PR #2617, opened 2021-03-17
[13.0][FIX] workflows: update python libraries

MiquelRForgeFlow:
`python-psycopg2` and `python-werkzeug` don't exist anymore.

--


pedrobaeza (approved):
Thanks for investigating

PR #2622, opened 2021-03-19
[13.0][FIX] mass_mailing: Subject is now filled

pedrobaeza:
In v12, the related utm.source.name was used as subject. Now they are 2 different fields, and we need to fill the new one with the
content of the previous one.

@Tecnativa TT28794

### DIFF
--- a/addons/mass_mailing/migrations/13.0.2.0/pre-migration.py
+++ b/addons/mass_mailing/migrations/13.0.2.0/pre-migration.py
@@ -72,6 +72,29 @@ _xmlid_renames = [
 ]
 
 
+def fill_mailing_subject(env):
+    openupgrade.logged_query(env.cr, "ALTER TABLE mailing_mailing ADD name VARCHAR")
+    openupgrade.logged_query(
+        env.cr, """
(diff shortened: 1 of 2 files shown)


sergio-teruel (approved):

chienandalu (approved):

BartvandenHout:
v12 has 'customer' in res.partner. Many of the mailing_domain of the database I just OpenUpgraded have that as a selection which is faulty selection in v13.

addons/mass_mailing/migrations/13.0.2.0/pre-migration.py
```diff
@@ -72,6 +72,29 @@
 ]
 
 
+def fill_mailing_subject(env):
```
jcdrubay, line 75: Is it normal that this function never gets called?
At least, it's not called by this file.

pedrobaeza: Ouch, my bad. Thanks for checking. Added in 40745746543e553ac4b554d58d69c6cd60a4d86d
.....
Your task is to restate every record word for word.

PR #2617, opened 2021-03-17
[13.0][FIX] workflows: update python libraries

MiquelRForgeFlow:
`python-psycopg2` and `python-werkzeug` don't exist anymore.

--


pedrobaeza (approved):
Thanks for investigating

PR #2622, opened 2021-03-19
[13.0][FIX] mass_mailing: Subject is now filled

pedrobaeza:
In v12, the related utm.source.name was used as subject. Now they are 2 different fields, and we need to fill the new one with the
content of the previous one.

@Tecnativa TT28794

### DIFF
--- a/addons/mass_mailing/migrations/13.0.2.0/pre-migration.py
+++ b/addons/mass_mailing/migrations/13.0.2.0/pre-migration.py
@@ -72,6 +72,29 @@ _xmlid_renames = [
 ]
 
 
+def fill_mailing_subject(env):
+    openupgrade.logged_query(env.cr, "ALTER TABLE mailing_mailing ADD name VARCHAR")
+    openupgrade.logged_query(
+        env.cr, """
(diff shortened: 1 of 2 files shown)


sergio-teruel (approved):

chienandalu (approved):

BartvandenHout:
v12 has 'customer' in res.partner. Many of the mailing_domain of the database I just OpenUpgraded have that as a selection which is faulty selection in v13.

addons/mass_mailing/migrations/13.0.2.0/pre-migration.py
```diff
@@ -72,6 +72,29 @@
 ]
 
 
+def fill_mailing_subject(env):
```
jcdrubay, line 75: Is it normal that this function never gets called?
At least, it's not called by this file.

pedrobaeza: Ouch, my bad. Thanks for checking. Added in 40745746543e553ac4b554d58d69c6cd60a4d86d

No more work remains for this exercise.